Water deficit limits grapevine water uptake. However, the quantitative contribution of drought to vine water requirements is largely uncharacterized. Thus, we set to explore whole-plant water use during short-term drought events and recovery and associate the proportional reduction in transpiration with changes in vine physiological attributes. We hypothesized that short drought events pose long-term restrictions to transpiration through limitations to canopy development and stomatal conductance (g_s).

We used large (2 m³) weighing lysimeters to measure how three short (six-seven days) drought events affected seasonal vine transpiration. We additionally measured the interactions between vine leaf area index (LAI), available water (AW), g_s, or stem water potential (SWP) with transpiration (ET) during drought and recovery.

Three recurrent drought events reduced seasonal ET by 848 L vine⁻¹ (11% of the seasonal uptake). Nevertheless, only 50% of the transpiration losses were an immediate response to the drought, while the other half occurred after rehydration, apparently due to lower g_s and LAI. The stress coefficient (K_S) correlated with g_s and SWP during drought, though their interactions depended on phenology and varied from previous reports. The effect of drought on plant water uptake extended beyond the immediate water limitation and affected vines for the remaining season. Practically, LAI measurements could project most of the long-term ET limitations. While the variability of Ks response to changes in g_s or SWP may result in a 16% or 20% error, respectively, the generalized models presented remain the most comprehensive and inclusive options available for predicting grapevine water uptake under drought.

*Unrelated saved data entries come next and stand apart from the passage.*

PR #226, opened 2022-03-29
[sc58209] Add personal API keys APIs

qcastel:
This PR goes in pair with https://github.com/dataiku/dip/pull/15723

You will need to checkout this PR to run the integration tests of the other PR

### DIFF
--- a/dataikuapi/dss/admin.py
+++ b/dataikuapi/dss/admin.py
@@ -1060,6 +1060,38 @@ class DSSGlobalApiKey(object):
             body = definition)
 
 
+class DSSPersonalApiKey(object):
+    """
+    A personal API key on the DSS instance
+    """
+    def __init__(self, client, id_):
+        """Do not call that directly, use :meth:`dataikuapi.DSSClient.get_personal_api_key`"""
+        self.client = client
+        self.id_ = id_
+
+    ########################################################
+    # Key description
+    ########################################################
+
+    def get_definition(self):
+        """
+        Get the API key's definition
+        :returns: the personal API key definition, as a JSON object
+        """
+        return self.client._perform_json(
+            "GET", "/personal-api-keys/%s" % (self.id_))
+
+    ########################################################
+    # Key deletion
+    ########################################################
+
+    def delete(self):
+        """
+        Delete the API key
+        """
+        return self.client._perform_empty(
+            "DELETE", "/personal-api-keys/%s" % self.id_)
+
 class DSSCluster(object):
     """
     A handle to interact with a cluster on the DSS instance
--- a/dataikuapi/dss/admin.py
+++ b/dataikuapi/dss/admin.py
@@ -1,9 +1,8 @@
 import datetime
 
-from dataikuapi.dss.utils import DSSTaggableObjectListItem
-
 from .future import DSSFuture
 import json, warnings
+
 
 class DSSConnectionInfo(dict):
     """A class holding read-only information about a connection.
@@ -1182,36 +1181,36 @@ class DSSPersonalApiKeyListItem(dict):
 
     def to_personal_api_key(self):
         """Gets the :class:`DSSPersonalApiKey` corresponding to this item"""
-        return DSSPersonalApiKey(self.client, self._data["id"])
+        return DSSPersonalApiKey(self.client, self["id"])
 
     @property
     def id(self):
-        return self._data["id"]
+        return self["id"]
    
     @property
     def user(self):
-        return self._data["user"]
+        return self["user"]
    
     @property
     def key(self):
-        return self._data["key"]
+        return self["key"]
    
     @property
     def label(self):
-        return self._data["label"]
+        return self["label"]
    
     @property
     def description(self):
-        return self._data["description"]
+        return self["description"]
    
     @property
     def created_on(self):
-        timestamp = self._data["createdOn"]
+        timestamp = self["createdOn"]
         return datetime.datetime.fromtimestamp(timestamp / 1000) if timestamp > 0 else None
    
     @property
     def created_by(self):
-        return self._data["createdBy"]
+        return self["createdBy"]
 
 
 class DSSCluster(object):
@@ -1350,7 +1349,7 @@ class DSSClusterSettings(object):
 class DSSClusterStatus(object):
     """
     The status of a cluster.
-    Do not create this object directly, use :meth:`DSSCluster.get_Status` instead.
+    Do not create this object directly, use :meth:`DSSCluster.get_status` instead.
     """
     def __init__(self, client, cluster_id, status):
         self.client = client
--- a/dataikuapi/dss/admin.py
+++ b/dataikuapi/dss/admin.py
@@ -1065,6 +1065,7 @@ class DSSGlobalApiKey(object):
 class DSSPersonalApiKey(object):
     """
     A personal API key on the DSS instance
+    Do not call that directly, use :meth:`dataikuapi.DSSClient.get_personal_api_key`
     """
     def __init__(self, client, id_):
         """Do not call that directly, use :meth:`dataikuapi.DSSClient.get_personal_api_key`"""
@@ -1078,6 +1079,7 @@ class DSSPersonalApiKey(object):
     def get_definition(self):
         """
         Get the API key's definition
+        
         :returns: the personal API key definition, as a JSON object
         """
         return self.client._perform_json(
--- a/dataikuapi/dss/admin.py
+++ b/dataikuapi/dss/admin.py
@@ -7,16 +7,15 @@ import json, warnings
 
 class DSSConnectionInfo(dict):
     """A class holding read-only information about a connection.
-    This class should not be created directly. Instead, use :meth:`DSSConnection.get_info`
+    Do not create this object directly, use :meth:`DSSConnection.get_info` instead.
 
     The main use case of this class is to retrieve the decrypted credentials for a connection,
     if allowed by the connection permissions.
 
     Depending on the connection kind, the credential may be available using :meth:`get_basic_credential` 
-    or :meth:`get_aws_credential`
+    or :meth:`get_aws_credential`.
     """
     def __init__(self, data):
-        """Do not call this directly, use :meth:`DSSConnection.get_info`"""
         super(DSSConnectionInfo, self).__init__(data)
 
     def get_type(self):
@@ -54,9 +53,9 @@ class DSSConnectionInfo(dict):
 class DSSConnection(object):
     """
     A connection on the DSS instance.
+    Do not create this object directly, use :meth:`dataikuapi.DSSClient.get_connection` instead.
     """
     def __init__(self, client, name):
-        """Do not call this directly, use :meth:`dataikuapi.DSSClient.get_connection`"""
         self.client = client
         self.name = name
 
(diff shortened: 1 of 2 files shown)


FChataigner (approved):

dataikuapi/dss/admin.py
```diff
@@ -1062,6 +1062,38 @@ def set_definition(self, definition):
...
+        self.id_ = id_
+
+    ########################################################
+    # Key description
+    ########################################################
+
+    def get_definition(self):
+        """
+        Get the API key's definition
+        :returns: the personal API key definition, as a JSON object
```
mhoarau, line 1081: Missing a new line.

mhoarau (changes requested):

dataikuapi/dssclient.py
```diff
@@ -644,6 +644,95 @@ def create_global_api_key(self, label=None, description=None, admin=False):
...
+        """
+        Get a handle to interact with a specific Personal API key
+
+        :param str key: the secret key of the desired API key
+        :returns: A :class:`dataikuapi.dss.admin.DSSPersonalApiKey` API key handle
+        """
+        return DSSPersonalApiKey(self, key)
+
+
+    def create_personal_api_key(self, label="", description="", as_type='dict'):
```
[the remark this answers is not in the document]
qcastel: That is true. Should we authorise USER_FROM_UI as well then?

dataikuapi/dssclient.py
```diff
@@ -644,6 +644,95 @@ def create_global_api_key(self, label=None, description=None, admin=False):
...
+        :returns: All personal API keys associated with your user
+        """
+        resp = self._perform_json(
+            "GET", "/personal-api-keys/")
+        if as_type == 'objects':
+            return [DSSPersonalApiKey(self, item['id']) for item in resp]
+        else:
+            return resp
+
+    def get_personal_api_key(self, key):
```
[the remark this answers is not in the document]
mhoarau: The doc now says: "the `secret` id".

FChataigner (approved):

mhoarau (changes requested):

dataikuapi/dssclient.py
```diff
@@ -644,6 +646,105 @@ def create_global_api_key(self, label=None, description=None, admin=False):
         key = resp.get('key', '')
         return DSSGlobalApiKey(self, key)
 
+    ########################################################
+    # Personal API Keys
+    ########################################################
+
+    def list_personal_api_keys(self, as_type='dict'):
```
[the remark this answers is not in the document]
qcastel: as discussed on slack, we keep dict as create_personal_api_key already existed and was returning dict by default.
For retro-compatiblity reason, we will not change the default return type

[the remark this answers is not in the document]
qcastel: actually after discussion with Fred and Mickael, it's been agreed that the new endpoints would have the default type 'object' but the create_personal_api_key will be the only one having `dict` as default for retro-compatiblity reason

FChataigner (approved):

dataikuapi/dssclient.py
```diff
@@ -667,6 +670,105 @@ def create_global_api_key(self, label=None, description=None, admin=False):
         key = resp.get('key', '')
         return DSSGlobalApiKey(self, key)
 
+    ########################################################
+    # Personal API Keys
+    ########################################################
+
+    def list_personal_api_keys(self, as_type='object'):
```
mhoarau, line 677: Careful : mismatch between `object` and `objects` (also in the doc).
So I did not test but if we follow the doc and/or use the default value you'll get a `dict`.

mhoarau (changes requested):

dataikuapi/dssclient.py
qcastel: Good catch!

dataikuapi/dssclient.py
```diff
@@ -667,6 +670,105 @@ def create_global_api_key(self, label=None, description=None, admin=False):
...
+        resp = self._perform_json(
+            "POST", "/personal-api-keys/", body={"label": label, "description": description})
+        if resp is None:
+            raise Exception('API key creation returned no data')
+        if resp.get('messages', {}).get('error', False):
+            raise Exception('API key creation failed : %s' % (json.dumps(resp.get('messages', {}).get('messages', {}))))
+        if not resp.get('id', False):
+            raise Exception('API key creation returned no key')
+
+        if as_type == 'objects':
```
mhoarau, line 723: IMO it should be plural only when a list of object is returned.

mhoarau (changes requested):

dataikuapi/dssclient.py
```diff
@@ -667,6 +670,105 @@ def create_global_api_key(self, label=None, description=None, admin=False):
...
 
+    ########################################################
+    # Personal API Keys
+    ########################################################
+
+    def list_personal_api_keys(self, as_type='objects'):
+        """
+        List all your personal API keys
+
+        :param str as_type: How to return the personal API keys. Possible values are "dict" and "object"
```
mhoarau, line 681: Still missing plural to object here (and other places)

mhoarau (changes requested):

mhoarau (approved):

dataikuapi/dss/admin.py
```diff
@@ -1169,6 +1171,38 @@ def delete(self):
         return self.client._perform_empty(
             "DELETE", "/personal-api-keys/%s" % self.id_)
 
+class DSSPersonalApiKeyListItem(DSSTaggableObjectListItem):
+    """An item in a list of datasets. Do not instantiate this class, :meth:`dataikuapi.DSSClient.list_personal_api_keys` or :meth:`dataikuapi.DSSClient.list_all_personal_api_keys`"""
```
mhoarau, line 1175: String should be on multiple lines and better formatted.

mhoarau, line 1175: it says "list of datasets".

dataikuapi/dss/admin.py
```diff
@@ -1169,6 +1171,38 @@ def delete(self):
         return self.client._perform_empty(
             "DELETE", "/personal-api-keys/%s" % self.id_)
 
+class DSSPersonalApiKeyListItem(DSSTaggableObjectListItem):
```
mhoarau, line 1174: An API key is not a `taggable` object. It does not have tags. 
FYI: `com.dataiku.dip.server.services.TaggableObjectsService.TaggableObject`
IMO: could simply extends a `dict`.
Should be

dataikuapi/dss/admin.py
```diff
@@ -1136,6 +1138,71 @@ def set_definition(self, definition):
             body = definition)
 
 
+class DSSPersonalApiKey(object):
+    """
+    A personal API key on the DSS instance
+    Do not call that directly, use :meth:`dataikuapi.DSSClient.get_personal_api_key`
```
mhoarau, line 1144: We need a coma between the two sentences.

dataikuapi/dss/admin.py
mhoarau, line 1175: We are missing a few words.
BTW we have in the 3 classes close to this one 3 different wording to say the same thing. We could at least chose one here and use it for the 3 of them:
> Do not create this object directly, use :meth:`my_method` instead.

WDYT?

dataikuapi/dssclient.py
```diff
@@ -674,21 +674,24 @@ def create_global_api_key(self, label=None, description=None, admin=False):
     # Personal API Keys
     ########################################################
 
-    def list_personal_api_keys(self, as_type='objects'):
+    def list_personal_api_keys(self, as_type='listitems'):
         """
         List all your personal API keys.
 
         :param str as_type: How to return the personal API keys. Possible values are "dict" and "objects"
```
mhoarau, line 681: Still says `dict`. (same for the `all` method)

dataikuapi/dssclient.py
```diff
@@ -674,21 +674,24 @@ def create_global_api_key(self, label=None, description=None, admin=False):
...
         
-        :return: if as_type=dict, each personal API keys is returned as a dict.
+        :return: if as_type=listitems, each one as a :class:`dataikuapi.dss.admin.DSSPersonalApiKeyListItem`.
```
mhoarau, line 683: Like the line below I would replace `one` by `key`. (same for the `all` method)

dataikuapi/dss/admin.py
```diff
@@ -1136,6 +1138,71 @@ def set_definition(self, definition):
...
+        self.client = client
+
+    def to_personal_api_key(self):
+        """Gets the :class:`DSSPersonalApiKey` corresponding to this item"""
+        return DSSPersonalApiKey(self.client, self._data["id"])
+
+    @property
+    def id(self):
+        return self._data["id"]
+    @property
```
mhoarau, line 1187: Missing blank line.

dataikuapi/dss/admin.py
```diff
@@ -1136,6 +1138,71 @@ def set_definition(self, definition):
...
+        return self._data["key"]
+    @property
+    def label(self):
+        return self._data["label"]
+    @property
+    def description(self):
+        return self._data["description"]
+    @property
+    def created_on(self):
+        return self._data["createdOn"]
```
mhoarau, line 1201: We tend to return a datetime more and more.
E.g. `dataikuapi.dss.admin.DSSUserActivity.last_successful_login`.

mhoarau (changes requested):

dataikuapi/dss/admin.py
qcastel: Good idea. I just aligned all the classes to it.

dataikuapi/dss/admin.py
```diff
@@ -1136,12 +1137,89 @@ def set_definition(self, definition):
...
+        super(DSSPersonalApiKeyListItem, self).__init__(data)
+        self.client = client
+
+    def to_personal_api_key(self):
+        """Gets the :class:`DSSPersonalApiKey` corresponding to this item"""
+        return DSSPersonalApiKey(self.client, self._data["id"])
+
+    @property
+    def id(self):
+        return self._data["id"]
```
mhoarau: Testing any properties leads to:
```py
---------------------------------------------------------------------------
AttributeError                            Traceback (most recent call last)
<ipython-input-4-825eb33a416e> in <module>()
      1 personal_keys = client.list_personal_api_keys(as_type="listitems")
      2 test = personal_keys[3]
----> 3 date = test.created_on
      4 date.isoformat()

/Users/mhoarau/devenv100/dataiku-api-client-python/dataikuapi/dss/admin.py in created_on(self)
   1207     @property
   1208     def created_on(self):
-> 1209         timestamp = self._data["createdOn"]
   1210         return datetime.datetime.fromtimestamp(timestamp / 1000) if timestamp > 0 else None
   1211 

AttributeError: 'DSSPersonalApiKeyListItem' object has no attribute '_data'
```

mhoarau (changes requested):
List item is broken (and fixed by the previous commit). Can you double check there are no other issues?

dataikuapi/dss/admin.py
qcastel: Fixed by the commit pushed by Mickael directly on the PR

缺水限制了葡萄树的水分吸收。然而，干旱对葡萄树水分需求的定量贡献在很大程度上是未知的。因此，我们着手探索短期干旱事件和恢复期间整株植物的用水情况，并将蒸腾作用的减少与葡萄生理属性的变化联系起来。我们假设短期干旱事件通过限制冠层发育和气孔导度 (g _s ) 对蒸腾作用造成长期限制。

我们使用大型（2 m ³）称重蒸渗仪来测量三个短时间（六七天）的干旱事件如何影响季节性葡萄树的蒸腾作用。_{我们还测量了干旱和恢复期间葡萄叶面积指数 (LAI)、可用水 (AW)、g s}或茎水势 (SWP) 与蒸腾 (ET)之间的相互作用。

三个反复发生的干旱事件使季节性 ET 减少了 848 L vine ^-1（季节性吸收的 11%）。然而，只有 50% 的蒸腾损失是对干旱的直接反应，而另一半发生在再水化之后，显然是由于较低的 g _s和 LAI。胁迫系数 (K _S )在干旱期间与 g _s和 SWP相关，尽管它们的相互作用取决于物候并且与以前的报告不同。干旱对植物吸水的影响超出了直接的水限制，并影响了剩余季节的葡萄藤。实际上，LAI 测量可以预测大部分长期 ET 限制。_{而 Ks 响应 g s}变化的可变性或 SWP 可能分别导致 16% 或 20% 的误差，所提出的广义模型仍然是预测干旱条件下葡萄吸水量的最全面和包容性的选择。